Finishing is not my strong point,  but I use finishing oil on most things these days. (I bought a big tin and am still working my way though it.  )
Brings out the grain and gives good protection, but then I don't think water resistance is high on your list of requirements. :roll: :wink:

I understand that finishing oil and danish oil are very similar.


----------



## Alf (2 May 2005)

Sorry, Gill. Thought I'd take a break from airing my ignorance of finishing.  Oil on oak is usually pretty effective, fwiw. Forgive the dumb question, but is the oak going on top of the mahogany in a sort of 3-D effect, leaving all those finicky bits (impressive, BTW :shock: ) on the top, unsupported? Or is this just a sort of thicker marquetry picture? If it's the former, you're going to have one heck of a time with any finish other than a spray one, aren't you? :-k But I've probably got the wrong end of the stick.  

Cheers, Alf


----------



## Gill (2 May 2005)

The idea is that there'll be a mahogany backer to the portrait, leaving the top proud and creating a 3-D effect. I could 'finish' the backer first, leaving the edges bare so that they can be glued where they come into contact with large areas of oak.
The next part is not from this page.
PR #3809, opened 2017-09-04
Update material watchlist for config repo materials when a config repo is managed using API

GaneshSPatil:


server/test/unit/com/thoughtworks/go/server/materials/SCMMaterialSourceTest.java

However, that would leave some of the finer pieces of the portrait vulnerable if/when something hits them (and we all know about sod's law :roll: ).

I'd like to glue everything into place, then apply a finish. Of course, rubbing an oil in wouldn't be a good idea :shock: so it would have to be applied with a paint brush. Would this work? I've never used a finishing oil before and I'm a bit worried about it. I'm particularly concerned it might clog up some of the finer detail. That's my worry about using an aerosol, too.

Gill


----------



## Chris Knight (2 May 2005)

Gill,

A finishing oil may clog up detail if it is as fine as you imply - by being worried about an aerosol. Not because the oil is thick but because on an open pored wood, it can bleed back out of the pores after application. Normally it is just wiped off on a plane surface before it polymerises (and if you don't do this the surface will feel moderately rough until it is sanded down) but you will not be able to get at the end grain very easily.

Can you cut a complex but small curve or two on a scrap to use as a test? I would be inclined to try and seal the wood a bit first with a few coats of brushed shellac (use pale blonde if you buy this ready made - alternatively make up a 1# cut) then spray with your favourite aerosol. However, YMM!


----------



## dedee (3 May 2005)

Gill, 
That is avery small and intricate piece - looks to be about 3"-4" high - it must make for high levels of concenetration on wood that thick.
Can't really help on the finishing side - like others I seem to use oil now on just about everthing but with such fine detail it may be difficult to apply.

Is that tube a dust blower or sucker. The standard blower on my Hegner anoyed me so much as it just blowed the dust in my face that I bought some of that fleible cooling pipe like this http://tinyurl.com/c7fsz. With a little filling it fits quite tightly onto the metal tube that clamps to the upper arm.

Andy


----------



## Terry Smart (3 May 2005)

Hi Gill

I think some experimentation would be in order to make sure you get the finish you're looking for.

I know from a previous posting that you use aerosols and this could work; I'd suggest building up in very thin coats (just a dusting really) to get the finish you want. Using this method shouldn't give a build up problem. For sealing I'd use an aerosol sanding sealer (we just happen to produce a very good one).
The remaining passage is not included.